Then, we can see that the CCS relation:
$$\sum_{i=0}^{q-1} c_i \cdot \bigcirc_{j \in S_i} M_j \cdot z ==0$$

where $z=(w, 1, x) \in \mathbb{F}^n$.

In our R1CS-to-CCS parameters is equivalent to

\begin{align*}
	&c_0 \cdot ( (M_0 z) \circ (M_1 z) ) + c_1 \cdot (M_2 z) ==0\\
	\Longrightarrow &1 \cdot ( (A z) \circ (B z) ) + (-1) \cdot (C z) ==0\\
	\Longrightarrow &( (A z) \circ (B z) ) - (C z) ==0
\end{align*}

which is equivalent to the R1CS relation: $Az \circ Bz == Cz$

An example of the conversion from R1CS to CCS implemented in SageMath can be found at\\
\href{https://github.com/arnaucube/math/blob/master/r1cs-ccs.sage}{https://github.com/arnaucube/math/blob/master/r1cs-ccs.sage}.

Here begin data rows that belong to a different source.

PR #195, opened 2017-04-07
GH-193 Adds support for dynamic base url

### LINKED ISSUE #193: Add support for dynamic base url

AlexanderYastrebov:
Fixes #193

### DIFF
--- a/riptide-core/src/main/java/org/zalando/riptide/Rest.java
+++ b/riptide-core/src/main/java/org/zalando/riptide/Rest.java
@@ -23,7 +23,7 @@ public final class Rest {
             final Supplier<URI> baseUrlProvider, final Plugin plugin) {
         this.requestFactory = checkNotNull(requestFactory, "request factory");
         this.worker = new MessageWorker(converters);
-        this.baseUrlProvider = checkNotNull(baseUrlProvider, "baseUrl provider");
+        this.baseUrlProvider = checkNotNull(baseUrlProvider, "base url provider");
         this.arguments = RequestArguments.create();
         this.plugin = plugin;
     }
--- a/riptide-core/src/main/java/org/zalando/riptide/Rest.java
+++ b/riptide-core/src/main/java/org/zalando/riptide/Rest.java
@@ -5,9 +5,9 @@ import org.springframework.http.HttpMethod;
 import org.springframework.http.client.AsyncClientHttpRequestFactory;
 import org.springframework.http.converter.HttpMessageConverter;
 
-import javax.annotation.Nullable;
 import java.net.URI;
 import java.util.List;
+import java.util.function.Supplier;
 
 import static com.google.common.base.Preconditions.checkNotNull;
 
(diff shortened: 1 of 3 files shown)


jhorstmann:
:+1:

riptide-core/src/main/java/org/zalando/riptide/RestBuilder.java
```diff
@@ -59,7 +60,11 @@ public RestBuilder baseUrl(@Nullable final String baseUrl) {
     }
 
     public RestBuilder baseUrl(@Nullable final URI baseUrl) {
-        this.baseUrl = baseUrl;
+        return baseUrlProvider(() -> baseUrl);
+    }
+
+    public RestBuilder baseUrlProvider(final Supplier<URI> baseUrlProvider) {
```
AlexanderYastrebov: This method could be named `baseUrl` as well

riptide-core/src/main/java/org/zalando/riptide/Rest.java
```diff
@@ -5,24 +5,26 @@
...
     private final RequestArguments arguments;
     private final Plugin plugin;
 
     Rest(final AsyncClientHttpRequestFactory requestFactory, final List<HttpMessageConverter<?>> converters,
-            @Nullable final URI baseUrl, final Plugin plugin) {
+            final Supplier<URI> baseUrlProvider, final Plugin plugin) {
         this.requestFactory = checkNotNull(requestFactory, "request factory");
         this.worker = new MessageWorker(converters);
-        this.arguments = RequestArguments.create().withBaseUrl(baseUrl);
+        this.baseUrlProvider = checkNotNull(baseUrlProvider, "baseUrl provider");
```
whiskeysierra: `"base url provider"`

riptide-core/src/main/java/org/zalando/riptide/RestBuilder.java
whiskeysierra: Yes, please.

riptide-core/src/test/java/org/zalando/riptide/DynamicBaseUrlTest.java
```diff
@@ -0,0 +1,72 @@
...
+import static org.zalando.riptide.Navigators.series;
+import static org.zalando.riptide.Route.pass;
+
+public class DynamicBaseUrlTest {
+
+    private final Rest unit;
+    private final MockRestServiceServer server;
+
+    @SuppressWarnings("unchecked")
+    private final Supplier<URI> baseUrlProviderMock = mock(Supplier.class);
```
whiskeysierra: I'd just use an `AtomicReference` as `baseUrl::get`. It's easier to use in your test.

riptide-core/src/test/java/org/zalando/riptide/DynamicBaseUrlTest.java
```diff
@@ -0,0 +1,72 @@
...
+
+    @Before
+    @SuppressWarnings("unchecked")
+    public void before() {
+        reset(baseUrlProviderMock);
+    }
+
+    @After
+    public void after() {
+        server.verify();
```
whiskeysierra: I'd move this into the test.

riptide-core/src/test/java/org/zalando/riptide/DynamicBaseUrlTest.java
```diff
@@ -0,0 +1,72 @@
...
+        final MockSetup setup = new MockSetup();
+
+        this.unit = setup.getRestBuilder().baseUrlProvider(baseUrlProviderMock).build();
+        this.server = setup.getServer();
+    }
+
+    @Before
+    @SuppressWarnings("unchecked")
+    public void before() {
+        reset(baseUrlProviderMock);
```
whiskeysierra: Not needed.

riptide-core/src/test/java/org/zalando/riptide/DynamicBaseUrlTest.java
AlexanderYastrebov: I want to verify number of calls to it as well

whiskeysierra: Is that really important for your test?`If yes, I'd suggest to use a second test for that.

whiskeysierra:
👍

\subsection{Committed CCS}
$R_{CCCS}$ instance: $(C, \mathsf{x})$, where $C$ is a commitment to a multilinear polynomial in $s'-1$ variables.

Sat if:
\begin{enumerate}[i.]
	\item $\text{Commit}(pp, \widetilde{w}) = C$
	\item $\sum_{i=1}^q c_i \cdot \left( \prod_{j \in S_i} \left( \sum_{y \in \{0,1\}^{\log m}} \widetilde{M}_j(x, y) \cdot \widetilde{z}(y) \right) \right)$\\
		where $\widetilde{z}(y) = \widetilde{(w, 1, \mathsf{x})}(x) ~\forall x \in \{0, 1\}^{s'}$
\end{enumerate}


\subsection{Linearized Committed CCS}
$R_{LCCCS}$ instance: $(C, u, \mathsf{x}, r, v_1, \ldots, v_t)$, where $C$ is a commitment to a multilinear polynomial in $s'-1$ variables, and $u \in \mathbb{F},~ \mathsf{x} \in \mathbb{F}^l,~ r \in \mathbb{F}^s,~ v_i \in \mathbb{F} ~\forall i \in [t]$.

Sat if:
\begin{enumerate}[i.]
	\item $\text{Commit}(pp, \widetilde{w}) = C$
	\item $\forall i \in [t],~ v_i = \sum_{y \in \{0,1\}^{s'}} \widetilde{M}_i(r, y) \cdot \widetilde{z}(y)$\\
		where $\widetilde{z}(y) = \widetilde{(w, u, \mathsf{x})}(x) ~\forall x \in \{0, 1\}^{s'}$
\end{enumerate}


\section{Multifolding Scheme for CCS}
Recall sum-check protocol:\\
\underline{$C \leftarrow <P, V(r)>(g, l, d, T)$}:\\ % TODO use proper <, >
$T=\sum_{x_1 \in \{0,1\}} \sum_{x_2 \in \{0,1\}} \cdots \sum_{x_l \in \{0,1\}} g(x_1, x_2, \ldots, x_l)$
$l$-variate polynomial g, degree $\leq d$ in each variable.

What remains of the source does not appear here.